【桑の実に命を救われた経験】
アッバス・キアロスタミ監督の1997年の作品
〈あらすじ〉
バディは、自殺の協力者を求め、一台の車に乗ってさまよい続けていた。道中彼は、あるトルコ人の老人ゲバリに出会う。老人と話すうちに、絶望していたバディの心のなかに光がさし、彼はしだいに希望を見出してゆく…。
〈所感〉
評判が良いイラン映画なので鑑賞。うーむ、人生に本心から絶望した時に見たい、死ぬ前にまず見るべき一作だと思う。健常期にはちょっと難しい希死念慮がテーマ。

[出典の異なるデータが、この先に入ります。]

PR #6343, opened 2026-07-10
perf(livekit): batch video subscription changes to cut renegotiation churn

moufmouf:
> Stacked on top of #6342 (auto-mute). Base branch is `feat/auto-mute-microphone-crowded-meeting`, so this PR's diff shows only Part B.

## What & why

The post-#6342 trace showed the remaining main-thread cost is a **~4s renegotiation burst on meeting join** (then it settles to ~0). Root cause: every `RemoteTrackPublication.setSubscribed()` immediately sends an `UpdateSubscription` signal, which the SFU answers with a `mediaSectionsRequirement` that forces a publisher-side renegotiation. livekit-client only debounces its publisher `negotiate()` by ~20ms, so video subscription changes that dribble out across animation frames — many tiles mounting on join, or a Woka moving past a crowd — each cause their own renegotiation.

## How

New `VideoSubscriptionBatcher`: camera/screen-share `setSubscribed()` calls are routed through a shared batcher that applies all pending changes in one synchronous flush (default **50ms** window):

- **Cluster the renegotiations** — flushing together makes the SFU's media-section updates land inside livekit's 20ms negotiate debounce, so a burst collapses into a **single** renegotiation instead of one per frame.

自殺するなら他人に迷惑かけずに勝手に死ね!なんてよく人身事故の際に聞こえてくるが、自殺志願者はどうせ死ぬなら、最大限社会や他人に存在を認められて死にたいと思ったりするのだろうか。本作の主人公もわざわざ他人に看取ってもらうような形で埋葬を依頼するが、それも一つの現れだろう。本当は誰かに止めてもらいたいのではないか。自分は必要だと認めてもらいたかったのではないか。彼はまだ此岸に未練があって意識的にか無意識にか踏みとどまっている気がした。でも人の心の底やはり他人には覗けない。そんな難しさも感じた。無機質で殺風景なイランの不毛な土地だが、だからこそそこで生きることの大変さ、命の価値を実感させられる。「人生は汽車のようなものだ。ただ前へ前へと進んでいく。終着駅は死だ。ただ途中下車してはいけない。」と語る博物館の老人の言葉に自分も救われるようだ。最初から最後までずっと静かで重い調子なので、個人的にはそこまで楽しめなかったが、心にずっしりくる傑作です。